PR #1043, opened 2018-06-21
JAVA-1884: Add additional methods from TypeToken to GenericType

tolbertam:
For [JAVA-1884](https://datastax-oss.atlassian.net/browse/JAVA-1884).  I think this is generally useful and is simply a wrapper over `TypeToken.getRawType()`.  I also noticed we were missing `getSuperType()`, `getSubType`, and `getType`, but wasn't sure if we should add those (although would be simple to do), what do you think?

TODO:
- [ ] update commit subject and changelog entry

### DIFF
--- a/core/src/main/java/com/datastax/oss/driver/api/core/type/reflect/GenericType.java
+++ b/core/src/main/java/com/datastax/oss/driver/api/core/type/reflect/GenericType.java
@@ -25,6 +25,7 @@ import com.datastax.oss.driver.shaded.guava.common.reflect.TypeParameter;
 import com.datastax.oss.driver.shaded.guava.common.reflect.TypeResolver;
 import com.datastax.oss.driver.shaded.guava.common.reflect.TypeToken;
 import edu.umd.cs.findbugs.annotations.NonNull;
+import edu.umd.cs.findbugs.annotations.Nullable;
 import java.lang.reflect.Type;
 import java.math.BigDecimal;
 import java.math.BigInteger;
@@ -187,6 +188,14 @@ public class GenericType<T> {
     return token.isSubtypeOf(type.token);
   }
 
+  /**
+   * Returns true if this type is known to be an array type, such as {@code int[]}, {@code T[]},
+   * {@code <? extends Map<String, Integer>[]>} etc.
+   */
+  public final boolean isArray() {
+    return token.isArray();
+  }
+
   /** Returns true if this type is one of the nine primitive types (including {@code void}). */
   public final boolean isPrimitive() {
     return token.isPrimitive();
@@ -196,6 +205,7 @@ public class GenericType<T> {
    * Returns the corresponding wrapper type if this is a primitive type; otherwise returns {@code
    * this} itself. Idempotent.
    */
+  @NonNull
   public final GenericType<T> wrap() {
     if (isPrimitive()) {
       return new GenericType<>(token.wrap());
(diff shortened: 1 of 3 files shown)


core/src/main/java/com/datastax/oss/driver/api/core/type/reflect/GenericType.java
```diff
@@ -226,6 +226,24 @@ public final boolean isPrimitive() {
...
+   * <ul>
+   *   <li>If {@code T} is a {@code Class} itself, {@code T} itself is returned.
+   *   <li>If {@code T} is a parameterized type, the raw type of the parameterized type is returned.
+   *   <li>If {@code T} is an array type , the returned type is the corresponding array class. For
+   *       example: {@code List<Integer>[] => List[]}.
+   *   <li>If {@code T} is a type variable or a wildcard type, the raw type of the first upper bound
+   *       is returned. For example: {@code <X extends Foo> => Foo}.
+   * </ul>
+   */
+  public Class<?> getRawType() {
```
━━━━━━
## Task details
If a line of the data contains "isPrimitive", copy it out.

## Reply
   public final boolean isPrimitive() {
     return token.isPrimitive();
     if (isPrimitive()) {
@@ -226,6 +226,24 @@ public final boolean isPrimitive() {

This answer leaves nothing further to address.